╭──

PR #1024, opened 2026-07-06
feat(packaging): ship the Rust supervisor daemon in the deb behind a launcher

odesenfans:
Packaging step of the Rust supervisor port (design doc section 9). The deb now ships both daemons; which one runs is a one-line env change, not a packaging event.

## What's in

- **`packaging/supervisor-launcher`**: POSIX sh dispatch script. `aleph-vm-supervisor.service` execs it; it picks the implementation from `ALEPH_VM_SUPERVISOR_IMPL` in `/etc/aleph-vm/supervisor.env` (default `python`, unknown values log and fall back to python so an operator typo cannot brick a node).
- **Makefile**: new `debian-package-rust` target builds `rust/` with `cargo build --release --locked` and installs `/opt/aleph-vm/bin/aleph-vm-supervisor` plus the launcher.
- **Build containers**: rustup with the `rust-toolchain.toml` pin instead of the distro cargo (plain cargo ignores the pin; jammy's rustc predates edition 2024), protoc for tonic-build (upstream 21.12 on jammy, whose apt 3.12 predates proto3 `optional`), toolchain preinstalled in its own layer before the sources.
- **CI deb-content check** asserts both new files are in every distro's package.
- Ledger entry 14 flipped: the Python GPU reattach fix landed (#1023), the remaining gap (rebuilding `VmInfo.gpus` for adopted running VMs) moves to the Rust side in increment 3.

## Proof

- Full container package builds run locally for ubuntu-22.04 and debian-12; the debian-12 deb ships the 11 MB Rust binary and the launcher.
- The packaged binary and the launcher dispatch were exercised on a clean `debian:12` container: `--help` works, and the daemon boots for real (adopts an empty world, binds its socket, serves gRPC).
- debian-13 and ubuntu-24.04 builds are covered by this PR's own CI battery (dev-targeted, so the four-distro deb build runs here).

## What this unlocks

Testnets upgrade-check scenario B: a 1.13→2.0 upgrade followed by `ALEPH_VM_SUPERVISOR_IMPL=rust`, restart, and the read-only assertions against the Rust daemon.


foxpatch-aleph (approved):
Well-structured packaging PR that ships the Rust supervisor daemon alongside the Python one behind a POSIX sh launcher. The dispatch script correctly uses exec, handles unknown ALEPH_VM_SUPERVISOR_IMPL values by falling back to Python (operator typo safety), and the Makefile dependency chain ensures the rust target runs after the code target wipes the install tree. Dockerfiles correctly preinstall the pinned toolchain via rustup in a separate layer for cache efficiency, and the CI deb-content check now asserts both new binaries are present. No correctness or security issues found. Minor pre-existing note: Architecture: all in the control file is technically incorrect for a package containing native x86_64 binaries, but this predates the PR (firecracker, sevctl are also native).

**`packaging/Makefile`** (line 3): debian-package-code is listed both in the aggregate target and as a dependency of debian-package-rust. This is harmless (Make deduplicates), but the explicit listing in the aggregate target is redundant since debian-package-rust already depends on it.

**`packaging/aleph-vm/DEBIAN/control`** (line 3): Architecture: all is technically incorrect for a package shipping a native x86_64 Rust binary (and pre-existing native binaries like firecracker/sevctl). This is a pre-existing issue not introduced by this PR, but worth noting for future cleanup — should be amd64.

**`packaging/ubuntu-22.04.dockerfile`** (line 17): The protoc download URL is hardcoded to linux-x86_64, which is consistent with the rest of the build assuming x86_64, but means this dockerfile won't work on arm64 without modification. Not a blocker since the entire packaging pipeline is x86_64-only (sevctl also uses --target x86_64-unknown-linux-gnu).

╰──

| WHAT THE TASK REQUIRES |
Using the listing above, pick out each line that contains the word "builds", then copy it.

| SOLUTION |
- **Makefile**: new `debian-package-rust` target builds `rust/` with `cargo build --release --locked` and installs `/opt/aleph-vm/bin/aleph-vm-supervisor` plus the launcher.
- Full container package builds run locally for ubuntu-22.04 and debian-12; the debian-12 deb ships the 11 MB Rust binary and the launcher.
- debian-13 and ubuntu-24.04 builds are covered by this PR's own CI battery (dev-targeted, so the four-distro deb build runs here).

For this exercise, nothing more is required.